→ ASSIGNMENT:
Within the data below, how many lines contain "implementation"? Reply with the number only.

→ DATA SUPPLIED:
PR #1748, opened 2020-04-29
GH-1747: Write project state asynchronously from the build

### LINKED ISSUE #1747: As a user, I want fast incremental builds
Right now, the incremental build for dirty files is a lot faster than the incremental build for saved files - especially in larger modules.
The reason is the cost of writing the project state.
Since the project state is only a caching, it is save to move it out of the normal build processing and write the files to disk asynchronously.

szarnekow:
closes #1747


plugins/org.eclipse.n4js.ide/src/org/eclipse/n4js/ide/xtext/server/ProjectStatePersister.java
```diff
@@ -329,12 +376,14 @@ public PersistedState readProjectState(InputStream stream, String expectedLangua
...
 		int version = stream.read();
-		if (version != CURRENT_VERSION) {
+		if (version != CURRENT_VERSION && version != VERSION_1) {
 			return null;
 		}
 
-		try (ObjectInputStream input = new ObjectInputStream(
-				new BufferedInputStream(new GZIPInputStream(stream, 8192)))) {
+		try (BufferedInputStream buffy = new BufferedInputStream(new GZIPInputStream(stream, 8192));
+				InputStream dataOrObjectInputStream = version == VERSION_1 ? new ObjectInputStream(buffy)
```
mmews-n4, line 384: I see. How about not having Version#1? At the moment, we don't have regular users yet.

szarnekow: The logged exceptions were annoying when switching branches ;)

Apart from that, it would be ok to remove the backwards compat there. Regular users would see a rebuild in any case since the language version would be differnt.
* * *
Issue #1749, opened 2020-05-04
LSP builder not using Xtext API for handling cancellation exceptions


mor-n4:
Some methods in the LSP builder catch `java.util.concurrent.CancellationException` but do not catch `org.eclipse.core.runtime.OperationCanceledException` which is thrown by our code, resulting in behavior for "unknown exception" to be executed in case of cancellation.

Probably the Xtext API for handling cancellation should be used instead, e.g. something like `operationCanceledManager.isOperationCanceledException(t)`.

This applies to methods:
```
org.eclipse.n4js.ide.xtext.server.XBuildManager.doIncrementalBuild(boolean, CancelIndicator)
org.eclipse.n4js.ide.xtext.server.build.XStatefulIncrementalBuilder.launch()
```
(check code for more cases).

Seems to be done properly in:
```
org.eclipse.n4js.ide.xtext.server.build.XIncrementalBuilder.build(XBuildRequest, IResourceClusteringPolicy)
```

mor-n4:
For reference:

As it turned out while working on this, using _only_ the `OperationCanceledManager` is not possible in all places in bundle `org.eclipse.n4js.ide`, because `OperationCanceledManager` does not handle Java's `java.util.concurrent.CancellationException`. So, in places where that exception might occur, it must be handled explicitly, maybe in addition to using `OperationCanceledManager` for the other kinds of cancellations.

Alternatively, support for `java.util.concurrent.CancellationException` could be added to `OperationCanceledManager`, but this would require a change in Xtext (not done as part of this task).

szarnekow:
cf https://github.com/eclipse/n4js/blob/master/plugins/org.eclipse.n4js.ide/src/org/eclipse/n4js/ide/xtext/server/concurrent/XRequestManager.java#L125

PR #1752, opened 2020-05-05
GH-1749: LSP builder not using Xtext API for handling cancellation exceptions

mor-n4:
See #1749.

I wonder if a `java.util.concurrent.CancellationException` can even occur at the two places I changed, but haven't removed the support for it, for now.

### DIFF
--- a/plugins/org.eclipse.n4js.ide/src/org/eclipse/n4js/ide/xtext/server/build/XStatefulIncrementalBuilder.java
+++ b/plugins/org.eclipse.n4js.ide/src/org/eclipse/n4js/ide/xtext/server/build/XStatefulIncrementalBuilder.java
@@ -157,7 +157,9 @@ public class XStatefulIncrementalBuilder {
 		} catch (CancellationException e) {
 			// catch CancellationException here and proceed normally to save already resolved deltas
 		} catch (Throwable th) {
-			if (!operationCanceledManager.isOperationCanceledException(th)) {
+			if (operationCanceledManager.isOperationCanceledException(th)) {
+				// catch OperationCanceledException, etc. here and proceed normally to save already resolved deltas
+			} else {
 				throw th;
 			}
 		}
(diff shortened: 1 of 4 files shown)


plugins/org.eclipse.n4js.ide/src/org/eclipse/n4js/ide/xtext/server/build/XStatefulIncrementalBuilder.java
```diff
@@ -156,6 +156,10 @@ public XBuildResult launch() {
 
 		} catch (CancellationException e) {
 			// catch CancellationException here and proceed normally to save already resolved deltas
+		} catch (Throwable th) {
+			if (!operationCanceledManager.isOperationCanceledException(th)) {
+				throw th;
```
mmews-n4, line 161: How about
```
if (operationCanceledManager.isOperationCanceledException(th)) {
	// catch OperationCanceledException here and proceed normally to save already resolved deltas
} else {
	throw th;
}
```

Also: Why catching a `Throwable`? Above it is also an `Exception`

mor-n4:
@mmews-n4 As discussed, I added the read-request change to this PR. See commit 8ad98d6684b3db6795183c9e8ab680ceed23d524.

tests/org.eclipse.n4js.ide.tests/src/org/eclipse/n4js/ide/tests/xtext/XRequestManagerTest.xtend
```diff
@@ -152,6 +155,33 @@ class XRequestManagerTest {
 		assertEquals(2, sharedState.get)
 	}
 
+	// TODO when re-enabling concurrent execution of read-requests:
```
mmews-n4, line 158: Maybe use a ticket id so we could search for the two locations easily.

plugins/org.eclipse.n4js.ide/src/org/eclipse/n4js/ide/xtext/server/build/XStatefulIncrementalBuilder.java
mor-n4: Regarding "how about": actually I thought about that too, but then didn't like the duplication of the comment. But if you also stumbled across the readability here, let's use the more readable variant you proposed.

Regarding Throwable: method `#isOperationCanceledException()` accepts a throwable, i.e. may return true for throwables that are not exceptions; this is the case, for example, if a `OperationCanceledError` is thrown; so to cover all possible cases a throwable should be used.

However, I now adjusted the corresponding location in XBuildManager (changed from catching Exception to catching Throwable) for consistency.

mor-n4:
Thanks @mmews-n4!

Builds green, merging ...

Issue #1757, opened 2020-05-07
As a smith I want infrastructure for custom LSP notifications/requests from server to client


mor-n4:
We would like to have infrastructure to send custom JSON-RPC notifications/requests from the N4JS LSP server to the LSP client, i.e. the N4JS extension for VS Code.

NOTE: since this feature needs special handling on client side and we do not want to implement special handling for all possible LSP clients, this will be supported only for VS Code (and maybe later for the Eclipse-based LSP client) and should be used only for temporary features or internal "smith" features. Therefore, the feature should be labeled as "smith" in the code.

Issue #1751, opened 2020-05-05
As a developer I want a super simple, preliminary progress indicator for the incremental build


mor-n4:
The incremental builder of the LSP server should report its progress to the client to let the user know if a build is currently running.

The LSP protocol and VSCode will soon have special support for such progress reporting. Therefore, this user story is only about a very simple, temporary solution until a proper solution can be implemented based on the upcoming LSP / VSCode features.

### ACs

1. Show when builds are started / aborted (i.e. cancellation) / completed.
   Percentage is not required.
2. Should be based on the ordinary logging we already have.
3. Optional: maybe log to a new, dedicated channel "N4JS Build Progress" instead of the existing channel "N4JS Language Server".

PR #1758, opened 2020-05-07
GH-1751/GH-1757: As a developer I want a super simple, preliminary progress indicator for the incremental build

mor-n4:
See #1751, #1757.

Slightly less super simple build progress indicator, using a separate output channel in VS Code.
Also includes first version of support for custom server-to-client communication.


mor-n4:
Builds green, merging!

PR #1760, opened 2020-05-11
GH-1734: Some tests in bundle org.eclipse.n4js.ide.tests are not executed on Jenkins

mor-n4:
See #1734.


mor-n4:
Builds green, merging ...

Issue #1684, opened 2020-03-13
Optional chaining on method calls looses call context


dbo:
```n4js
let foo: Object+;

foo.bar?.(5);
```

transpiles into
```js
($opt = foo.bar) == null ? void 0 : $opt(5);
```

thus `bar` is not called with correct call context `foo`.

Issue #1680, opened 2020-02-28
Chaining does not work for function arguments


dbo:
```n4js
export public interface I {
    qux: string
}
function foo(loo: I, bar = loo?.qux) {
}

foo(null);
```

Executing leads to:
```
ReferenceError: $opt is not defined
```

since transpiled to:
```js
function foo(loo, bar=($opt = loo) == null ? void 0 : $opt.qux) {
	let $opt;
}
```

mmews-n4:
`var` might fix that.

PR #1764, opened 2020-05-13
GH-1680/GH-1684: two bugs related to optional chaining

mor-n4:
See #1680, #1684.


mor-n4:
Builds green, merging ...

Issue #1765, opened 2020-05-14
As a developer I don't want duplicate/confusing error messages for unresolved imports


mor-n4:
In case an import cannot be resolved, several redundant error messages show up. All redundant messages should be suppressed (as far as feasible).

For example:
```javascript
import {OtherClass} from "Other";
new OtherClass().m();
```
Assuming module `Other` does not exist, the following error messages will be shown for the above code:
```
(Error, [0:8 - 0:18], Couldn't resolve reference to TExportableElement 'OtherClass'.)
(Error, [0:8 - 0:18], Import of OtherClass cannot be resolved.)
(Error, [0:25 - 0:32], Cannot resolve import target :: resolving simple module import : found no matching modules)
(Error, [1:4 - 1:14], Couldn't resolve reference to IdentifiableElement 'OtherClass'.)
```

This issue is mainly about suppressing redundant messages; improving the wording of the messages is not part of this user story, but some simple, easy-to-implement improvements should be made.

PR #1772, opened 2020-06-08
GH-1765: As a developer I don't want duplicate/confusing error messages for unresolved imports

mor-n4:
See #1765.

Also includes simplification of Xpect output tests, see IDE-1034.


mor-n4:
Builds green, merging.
---
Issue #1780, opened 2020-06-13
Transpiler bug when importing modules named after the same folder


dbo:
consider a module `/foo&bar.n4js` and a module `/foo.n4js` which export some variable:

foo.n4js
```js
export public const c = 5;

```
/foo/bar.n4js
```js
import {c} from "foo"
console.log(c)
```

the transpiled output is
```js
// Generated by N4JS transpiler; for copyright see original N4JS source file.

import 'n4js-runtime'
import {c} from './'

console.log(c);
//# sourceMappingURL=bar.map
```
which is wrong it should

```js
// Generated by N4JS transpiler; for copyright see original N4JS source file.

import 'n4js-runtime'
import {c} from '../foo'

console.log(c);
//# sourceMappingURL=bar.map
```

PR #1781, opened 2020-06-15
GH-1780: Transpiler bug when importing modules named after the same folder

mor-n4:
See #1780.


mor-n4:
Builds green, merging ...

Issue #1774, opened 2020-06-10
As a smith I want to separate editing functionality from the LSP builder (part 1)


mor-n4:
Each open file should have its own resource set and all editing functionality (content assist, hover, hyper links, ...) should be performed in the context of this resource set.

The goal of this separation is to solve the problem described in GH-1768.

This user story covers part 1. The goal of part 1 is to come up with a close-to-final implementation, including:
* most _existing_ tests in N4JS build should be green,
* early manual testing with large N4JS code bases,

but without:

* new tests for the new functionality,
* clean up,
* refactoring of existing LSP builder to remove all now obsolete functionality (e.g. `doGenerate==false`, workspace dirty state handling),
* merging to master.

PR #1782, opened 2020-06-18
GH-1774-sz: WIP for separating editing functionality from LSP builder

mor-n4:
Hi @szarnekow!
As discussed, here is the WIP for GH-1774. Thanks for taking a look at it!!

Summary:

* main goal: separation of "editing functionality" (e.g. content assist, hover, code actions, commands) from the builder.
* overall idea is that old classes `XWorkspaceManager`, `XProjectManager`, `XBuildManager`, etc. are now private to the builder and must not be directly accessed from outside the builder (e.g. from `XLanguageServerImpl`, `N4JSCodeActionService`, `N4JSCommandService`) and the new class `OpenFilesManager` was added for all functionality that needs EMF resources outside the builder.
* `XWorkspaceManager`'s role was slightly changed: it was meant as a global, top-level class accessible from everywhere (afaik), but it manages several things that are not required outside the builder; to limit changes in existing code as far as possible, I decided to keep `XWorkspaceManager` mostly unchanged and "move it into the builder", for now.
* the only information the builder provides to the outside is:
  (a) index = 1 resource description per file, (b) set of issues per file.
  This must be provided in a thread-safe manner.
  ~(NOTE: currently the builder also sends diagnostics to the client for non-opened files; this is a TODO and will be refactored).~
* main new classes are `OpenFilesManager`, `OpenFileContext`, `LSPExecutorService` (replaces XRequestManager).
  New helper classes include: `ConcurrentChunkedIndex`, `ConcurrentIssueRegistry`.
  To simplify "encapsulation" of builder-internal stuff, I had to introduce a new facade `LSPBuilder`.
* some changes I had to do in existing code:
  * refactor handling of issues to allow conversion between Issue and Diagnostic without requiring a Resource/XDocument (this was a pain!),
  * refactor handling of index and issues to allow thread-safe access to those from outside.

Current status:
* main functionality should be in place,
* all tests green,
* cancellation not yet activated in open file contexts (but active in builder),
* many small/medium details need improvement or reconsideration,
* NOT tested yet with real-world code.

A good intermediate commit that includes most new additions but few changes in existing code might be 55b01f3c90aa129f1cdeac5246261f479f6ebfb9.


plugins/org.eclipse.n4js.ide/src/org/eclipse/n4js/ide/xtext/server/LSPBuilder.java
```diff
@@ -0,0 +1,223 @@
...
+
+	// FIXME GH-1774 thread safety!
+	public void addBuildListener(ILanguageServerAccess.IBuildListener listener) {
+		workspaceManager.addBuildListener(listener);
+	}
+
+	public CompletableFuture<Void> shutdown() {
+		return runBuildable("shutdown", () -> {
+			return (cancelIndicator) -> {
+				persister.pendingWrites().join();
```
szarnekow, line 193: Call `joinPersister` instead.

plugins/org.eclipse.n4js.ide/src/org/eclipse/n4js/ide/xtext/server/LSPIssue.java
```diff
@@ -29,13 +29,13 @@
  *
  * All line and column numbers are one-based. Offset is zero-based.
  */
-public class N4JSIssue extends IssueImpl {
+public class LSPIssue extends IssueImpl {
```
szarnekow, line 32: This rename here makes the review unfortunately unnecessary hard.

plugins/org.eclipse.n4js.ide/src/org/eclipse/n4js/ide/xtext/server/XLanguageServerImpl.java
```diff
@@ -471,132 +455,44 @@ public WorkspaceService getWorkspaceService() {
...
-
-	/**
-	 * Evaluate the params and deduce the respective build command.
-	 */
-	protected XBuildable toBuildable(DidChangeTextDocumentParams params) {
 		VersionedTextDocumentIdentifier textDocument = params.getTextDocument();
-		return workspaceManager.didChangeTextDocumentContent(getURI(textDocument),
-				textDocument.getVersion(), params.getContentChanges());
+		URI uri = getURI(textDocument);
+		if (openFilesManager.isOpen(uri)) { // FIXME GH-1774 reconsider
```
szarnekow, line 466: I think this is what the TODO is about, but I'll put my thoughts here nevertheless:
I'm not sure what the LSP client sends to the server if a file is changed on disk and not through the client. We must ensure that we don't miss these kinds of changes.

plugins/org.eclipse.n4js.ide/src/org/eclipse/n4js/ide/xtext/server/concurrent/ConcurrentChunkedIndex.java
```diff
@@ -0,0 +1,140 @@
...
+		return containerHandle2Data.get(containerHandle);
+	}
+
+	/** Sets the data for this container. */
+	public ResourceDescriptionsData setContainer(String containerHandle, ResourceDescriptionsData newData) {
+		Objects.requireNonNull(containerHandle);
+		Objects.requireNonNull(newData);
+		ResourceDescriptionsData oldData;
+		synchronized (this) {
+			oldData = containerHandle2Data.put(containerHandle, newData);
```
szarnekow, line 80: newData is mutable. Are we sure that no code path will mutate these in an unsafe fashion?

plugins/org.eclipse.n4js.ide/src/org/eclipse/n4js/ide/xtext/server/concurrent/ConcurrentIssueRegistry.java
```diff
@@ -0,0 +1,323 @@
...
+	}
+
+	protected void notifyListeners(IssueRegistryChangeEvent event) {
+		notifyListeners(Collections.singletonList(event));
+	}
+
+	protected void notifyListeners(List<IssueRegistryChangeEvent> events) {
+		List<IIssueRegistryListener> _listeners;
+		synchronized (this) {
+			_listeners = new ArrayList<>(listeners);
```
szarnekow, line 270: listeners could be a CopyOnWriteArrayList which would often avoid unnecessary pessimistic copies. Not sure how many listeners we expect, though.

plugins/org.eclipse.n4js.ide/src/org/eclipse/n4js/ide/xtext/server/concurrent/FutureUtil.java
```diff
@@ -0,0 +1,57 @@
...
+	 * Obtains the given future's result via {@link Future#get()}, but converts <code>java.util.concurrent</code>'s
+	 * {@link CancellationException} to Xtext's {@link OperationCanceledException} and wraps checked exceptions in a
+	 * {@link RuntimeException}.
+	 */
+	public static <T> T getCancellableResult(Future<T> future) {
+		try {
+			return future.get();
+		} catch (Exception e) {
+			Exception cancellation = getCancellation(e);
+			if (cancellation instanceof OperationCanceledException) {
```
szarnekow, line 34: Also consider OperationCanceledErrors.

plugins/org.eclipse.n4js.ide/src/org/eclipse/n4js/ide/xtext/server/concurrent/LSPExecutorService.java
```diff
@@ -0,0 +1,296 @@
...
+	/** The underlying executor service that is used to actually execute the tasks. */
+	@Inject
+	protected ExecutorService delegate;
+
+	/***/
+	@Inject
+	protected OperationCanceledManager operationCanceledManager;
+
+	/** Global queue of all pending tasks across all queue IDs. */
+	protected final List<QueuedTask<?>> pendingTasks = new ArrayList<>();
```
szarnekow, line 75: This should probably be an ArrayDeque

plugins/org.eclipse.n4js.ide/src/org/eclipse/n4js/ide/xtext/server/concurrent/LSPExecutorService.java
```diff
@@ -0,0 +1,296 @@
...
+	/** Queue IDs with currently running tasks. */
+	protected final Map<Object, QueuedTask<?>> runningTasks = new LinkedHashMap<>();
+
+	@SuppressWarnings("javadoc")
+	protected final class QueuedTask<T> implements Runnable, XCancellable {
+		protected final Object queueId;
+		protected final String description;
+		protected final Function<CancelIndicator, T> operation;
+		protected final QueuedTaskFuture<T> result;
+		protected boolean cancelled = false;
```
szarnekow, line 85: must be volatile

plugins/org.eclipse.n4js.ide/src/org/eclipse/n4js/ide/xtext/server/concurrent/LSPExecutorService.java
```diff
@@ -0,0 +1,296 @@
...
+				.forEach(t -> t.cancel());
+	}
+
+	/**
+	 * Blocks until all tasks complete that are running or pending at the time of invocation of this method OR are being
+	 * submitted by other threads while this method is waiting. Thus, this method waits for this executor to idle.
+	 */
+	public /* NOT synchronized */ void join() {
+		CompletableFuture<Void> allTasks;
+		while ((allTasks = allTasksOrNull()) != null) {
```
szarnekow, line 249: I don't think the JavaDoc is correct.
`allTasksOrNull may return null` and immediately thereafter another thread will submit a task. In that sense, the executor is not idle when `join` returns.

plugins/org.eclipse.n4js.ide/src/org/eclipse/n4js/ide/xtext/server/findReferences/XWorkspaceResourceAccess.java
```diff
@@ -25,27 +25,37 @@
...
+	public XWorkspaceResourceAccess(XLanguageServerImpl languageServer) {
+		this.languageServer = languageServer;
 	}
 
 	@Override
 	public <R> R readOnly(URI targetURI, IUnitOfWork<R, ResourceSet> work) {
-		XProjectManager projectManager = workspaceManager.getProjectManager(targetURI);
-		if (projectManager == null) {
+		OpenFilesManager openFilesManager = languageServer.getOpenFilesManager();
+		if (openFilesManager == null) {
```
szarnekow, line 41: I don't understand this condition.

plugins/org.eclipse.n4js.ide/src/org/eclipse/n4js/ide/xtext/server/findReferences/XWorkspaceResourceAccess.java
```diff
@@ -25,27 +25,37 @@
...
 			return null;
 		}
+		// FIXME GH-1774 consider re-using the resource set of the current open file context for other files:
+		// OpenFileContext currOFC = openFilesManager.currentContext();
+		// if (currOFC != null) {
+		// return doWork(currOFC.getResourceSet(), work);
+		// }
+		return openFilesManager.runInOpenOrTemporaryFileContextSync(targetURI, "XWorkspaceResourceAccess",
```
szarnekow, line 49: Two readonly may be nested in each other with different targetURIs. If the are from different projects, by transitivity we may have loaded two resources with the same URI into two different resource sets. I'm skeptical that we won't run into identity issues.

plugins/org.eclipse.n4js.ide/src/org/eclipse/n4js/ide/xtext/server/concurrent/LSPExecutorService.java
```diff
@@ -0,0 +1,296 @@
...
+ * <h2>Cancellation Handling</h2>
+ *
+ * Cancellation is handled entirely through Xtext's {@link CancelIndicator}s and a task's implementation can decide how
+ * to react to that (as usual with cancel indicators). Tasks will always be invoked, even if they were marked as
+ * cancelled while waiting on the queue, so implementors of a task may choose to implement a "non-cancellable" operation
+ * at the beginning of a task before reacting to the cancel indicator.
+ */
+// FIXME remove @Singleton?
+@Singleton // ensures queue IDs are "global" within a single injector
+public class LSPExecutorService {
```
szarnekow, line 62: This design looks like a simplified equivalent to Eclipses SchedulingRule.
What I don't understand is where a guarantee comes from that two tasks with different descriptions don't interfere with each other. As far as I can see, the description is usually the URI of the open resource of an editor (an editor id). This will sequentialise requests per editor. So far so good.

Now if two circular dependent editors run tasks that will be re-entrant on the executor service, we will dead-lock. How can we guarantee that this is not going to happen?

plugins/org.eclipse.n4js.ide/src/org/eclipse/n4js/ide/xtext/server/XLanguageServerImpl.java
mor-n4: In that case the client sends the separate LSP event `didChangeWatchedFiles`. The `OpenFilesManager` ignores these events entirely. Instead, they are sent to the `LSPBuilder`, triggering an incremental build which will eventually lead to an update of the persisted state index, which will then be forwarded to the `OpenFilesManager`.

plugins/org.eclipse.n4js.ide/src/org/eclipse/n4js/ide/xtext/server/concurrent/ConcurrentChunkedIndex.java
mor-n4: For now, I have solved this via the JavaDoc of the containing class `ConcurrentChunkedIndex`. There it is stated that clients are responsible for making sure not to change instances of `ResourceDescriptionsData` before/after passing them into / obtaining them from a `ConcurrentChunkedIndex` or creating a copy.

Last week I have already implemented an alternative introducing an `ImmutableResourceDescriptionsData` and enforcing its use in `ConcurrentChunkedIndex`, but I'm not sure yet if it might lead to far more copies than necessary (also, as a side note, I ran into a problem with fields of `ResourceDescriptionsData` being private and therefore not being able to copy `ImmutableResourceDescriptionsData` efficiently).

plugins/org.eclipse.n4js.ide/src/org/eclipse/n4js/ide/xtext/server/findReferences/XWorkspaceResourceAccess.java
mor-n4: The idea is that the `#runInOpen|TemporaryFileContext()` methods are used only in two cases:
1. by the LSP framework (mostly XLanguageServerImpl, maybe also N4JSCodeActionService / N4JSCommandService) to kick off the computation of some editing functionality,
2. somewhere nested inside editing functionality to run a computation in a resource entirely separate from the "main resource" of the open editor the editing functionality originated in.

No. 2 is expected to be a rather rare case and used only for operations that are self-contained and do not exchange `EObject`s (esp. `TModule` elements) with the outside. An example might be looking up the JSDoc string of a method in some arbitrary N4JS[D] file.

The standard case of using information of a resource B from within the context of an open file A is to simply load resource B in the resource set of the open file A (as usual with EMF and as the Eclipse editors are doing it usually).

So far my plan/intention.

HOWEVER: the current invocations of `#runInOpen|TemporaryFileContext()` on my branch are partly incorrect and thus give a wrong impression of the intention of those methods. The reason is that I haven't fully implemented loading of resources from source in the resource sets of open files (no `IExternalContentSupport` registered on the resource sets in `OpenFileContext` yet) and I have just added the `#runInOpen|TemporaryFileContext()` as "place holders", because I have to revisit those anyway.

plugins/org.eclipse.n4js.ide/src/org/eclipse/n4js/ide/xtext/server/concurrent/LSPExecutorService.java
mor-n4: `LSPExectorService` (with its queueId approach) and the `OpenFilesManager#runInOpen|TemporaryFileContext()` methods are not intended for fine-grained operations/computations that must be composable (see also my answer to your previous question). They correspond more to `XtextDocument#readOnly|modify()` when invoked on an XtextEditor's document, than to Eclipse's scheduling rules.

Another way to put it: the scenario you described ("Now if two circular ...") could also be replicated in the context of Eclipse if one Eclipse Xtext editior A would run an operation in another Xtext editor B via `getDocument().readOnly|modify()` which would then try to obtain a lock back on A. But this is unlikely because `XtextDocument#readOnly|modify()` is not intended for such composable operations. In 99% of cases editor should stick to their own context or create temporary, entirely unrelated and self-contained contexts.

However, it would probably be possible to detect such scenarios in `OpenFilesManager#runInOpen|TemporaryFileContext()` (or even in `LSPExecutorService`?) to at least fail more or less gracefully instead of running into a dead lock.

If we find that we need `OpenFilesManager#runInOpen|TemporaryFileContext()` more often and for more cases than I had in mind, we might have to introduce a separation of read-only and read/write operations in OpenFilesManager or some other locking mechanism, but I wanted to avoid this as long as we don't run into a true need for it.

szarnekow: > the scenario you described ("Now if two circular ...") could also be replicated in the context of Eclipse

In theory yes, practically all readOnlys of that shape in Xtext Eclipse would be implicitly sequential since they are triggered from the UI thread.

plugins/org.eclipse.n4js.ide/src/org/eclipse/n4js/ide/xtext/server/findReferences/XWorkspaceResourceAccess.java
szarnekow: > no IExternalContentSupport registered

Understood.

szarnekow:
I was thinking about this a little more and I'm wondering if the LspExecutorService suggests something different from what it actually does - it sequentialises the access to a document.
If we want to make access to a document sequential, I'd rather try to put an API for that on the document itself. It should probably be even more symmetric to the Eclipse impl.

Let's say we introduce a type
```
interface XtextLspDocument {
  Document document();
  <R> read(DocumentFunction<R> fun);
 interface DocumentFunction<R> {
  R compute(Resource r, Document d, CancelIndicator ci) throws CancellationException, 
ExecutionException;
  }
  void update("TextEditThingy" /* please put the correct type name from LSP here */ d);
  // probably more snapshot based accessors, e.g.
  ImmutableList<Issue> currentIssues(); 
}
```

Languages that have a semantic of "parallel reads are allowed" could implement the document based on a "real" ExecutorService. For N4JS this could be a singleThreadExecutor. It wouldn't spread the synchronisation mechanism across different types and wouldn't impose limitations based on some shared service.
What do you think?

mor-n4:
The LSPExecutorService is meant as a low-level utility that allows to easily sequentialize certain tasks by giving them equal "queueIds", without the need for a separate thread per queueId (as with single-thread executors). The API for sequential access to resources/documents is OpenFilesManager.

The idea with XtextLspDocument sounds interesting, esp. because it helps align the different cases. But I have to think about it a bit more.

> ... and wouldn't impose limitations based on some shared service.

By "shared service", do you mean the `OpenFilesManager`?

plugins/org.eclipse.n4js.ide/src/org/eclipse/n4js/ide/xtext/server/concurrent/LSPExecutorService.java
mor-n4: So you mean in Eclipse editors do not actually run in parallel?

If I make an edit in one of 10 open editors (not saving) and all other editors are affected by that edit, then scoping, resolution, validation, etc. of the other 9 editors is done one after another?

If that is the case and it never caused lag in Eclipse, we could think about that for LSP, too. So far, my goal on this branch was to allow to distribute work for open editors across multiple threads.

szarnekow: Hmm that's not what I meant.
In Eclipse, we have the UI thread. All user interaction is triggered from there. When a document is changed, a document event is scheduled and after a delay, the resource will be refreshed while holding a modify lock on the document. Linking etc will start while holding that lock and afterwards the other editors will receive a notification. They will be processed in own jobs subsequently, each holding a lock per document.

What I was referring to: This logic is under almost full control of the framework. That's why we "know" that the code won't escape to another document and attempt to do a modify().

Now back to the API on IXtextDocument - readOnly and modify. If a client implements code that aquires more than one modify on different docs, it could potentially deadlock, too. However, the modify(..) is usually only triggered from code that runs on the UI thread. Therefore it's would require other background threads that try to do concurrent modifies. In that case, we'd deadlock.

→ SOLVED PROBLEM:
2